Не успеете вы продумать этот рецепт, как мы вам скажем, что археологическая экспедиция – это не пикник. Временами Нора уставала от блуждания по путям древних патриархов, от палаток и дряхлых постоялых дворов, где сомнительный душ воспринимается как дар Божий. Тогда она ненадолго удирала в параллельный мир пятизвездных отелей, бассейнов и прохладных полутемных баров. Кляня себя за неизлечимые буржуазные склонности, она отправлялась делать покупки в отельные аркады с их сволочными ценами и за ужином появлялась то как леди от Сен-Лорана, то как шикарная богемщица от Сони Рикель.

Тель-Авив, Афины, Корфу, Венеция, вот она входит в усыпляюще элегантный зал. Легкое землетрясение проходит звоном по хрустальным бокальчикам. Престарелое население этих мест с зияющими ртами смотрит на одинокую безупречную красавицу, что идет по проходу словно призрак «тех наших лет». Она занимает столик в углу, заказывает бутылку шампанского. Метрдотель, взволнованный и серьезный, стоит рядом, задавая вопросы по меню. Он уже видел оттиск ее кредитной карточки и знает, кто она. В Средиземноморье метрдотели следят за светской хроникой и знают о жизни Корбахов и Мансуров.

Сама себе она говорила, что останавливается в этих отелях, только чтобы встряхнуться с помощью какого-нибудь вульгарного приключения с каким-нибудь плейбоистым ебарем из тех, что тут рыщут в поисках великосветской бляди. Увы, где они, эти всесокрушающие секс-конкистадоры? Ни один не тянул на ее воображение. После шампанского она признавалась себе, что ищет только Сашку, хотя вероятность встреч с ним в этих местах была равна вероятности падения метеорита вот именно в этот ресторанный зал.

В поле ей часто казалось, что она излечилась от Сашки.
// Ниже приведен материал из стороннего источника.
PR #1890, opened 2018-10-25
fix css-transition animation for date & time picker

that1matt:
- fix css slide left & right transition animation for date picker
- fix css zoom in & out transition animation for time picker
- removed transition group extra div element
- remove extra div element on clock hours & clock minutes

### DIFF
--- a/components/time_picker/ClockHours.js
+++ b/components/time_picker/ClockHours.js
@@ -76,7 +76,7 @@ class Hours extends Component {
     const is24hr = format === '24hr';
 
     return (
-      <div>
+      <React.Fragment>
         <Face
           onTouchStart={this.handleTouchStart}
           onMouseDown={this.handleMouseDown}
@@ -98,7 +98,7 @@ class Hours extends Component {
           origin={center}
           step={step}
         />
-      </div>
+      </React.Fragment>
     );
   }
 }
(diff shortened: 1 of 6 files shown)


components/date_picker/theme.css
```diff
@@ -207,40 +207,44 @@
...
 
 .slideLeftEnter {
   opacity: 0;
-  transform: translate3d(-100%, 0, 0);
+  transform: translateX(-100%);
 
   &.slideLeftEnterActive {
     opacity: 1;
-    transform: translate3d(0, 0, 0);
+    transform: translateX(0);
```
rubenmoya: Why aren't we using `translate3d` anymore? It's supposed to be better since it relies on the GPU afaik

components/time_picker/ClockHours.js
```diff
@@ -76,7 +76,7 @@ class Hours extends Component {
     const is24hr = format === '24hr';
 
     return (
-      <div>
+      <React.Fragment>
```
rubenmoya, line 79: 😍

components/time_picker/ClockMinutes.js
```diff
@@ -41,7 +41,7 @@ class Minutes extends Component {
 
   render() {
     return (
-      <div>
+      <React.Fragment>
```
rubenmoya, line 44: 😍

components/date_picker/theme.css
that1matt: This was my bad, I reverted the change to use 3d.

rubenmoya (approved):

Трахнув в палатке какого-нибудь кудрявого мальчика, она бормотала: «Пусть испарится весь этот твой „новый сладостный стиль“! Я могу с этим справиться! Ты мне не нужен!» Странным образом всякое возвращение к цивилизации вызывало длинную череду воспоминаний об их встречах и разлуках среди стеклянных стен. Она видела ночной опустевший аэровокзал с одинокой фигуркой, бредущей ей навстречу мимо закрытых стоек и сувенирных киосков. Он еще не видит ее, но они сближаются в бесконечном, слегка искривленном коридоре того, что он называл «наше комфортабельное Чистилище». Он слышит стук ее каблучков и поднимает голову с живостью, неожиданной для такого волокущегося тела в штанах-мешках. Его лоб во всем его величии напоминает «Боинг-747» анфас. При виде бегущей к нему фигурки нижняя часть кокпита открывается в неповторимой обезьяньей улыбке. Что за внешность!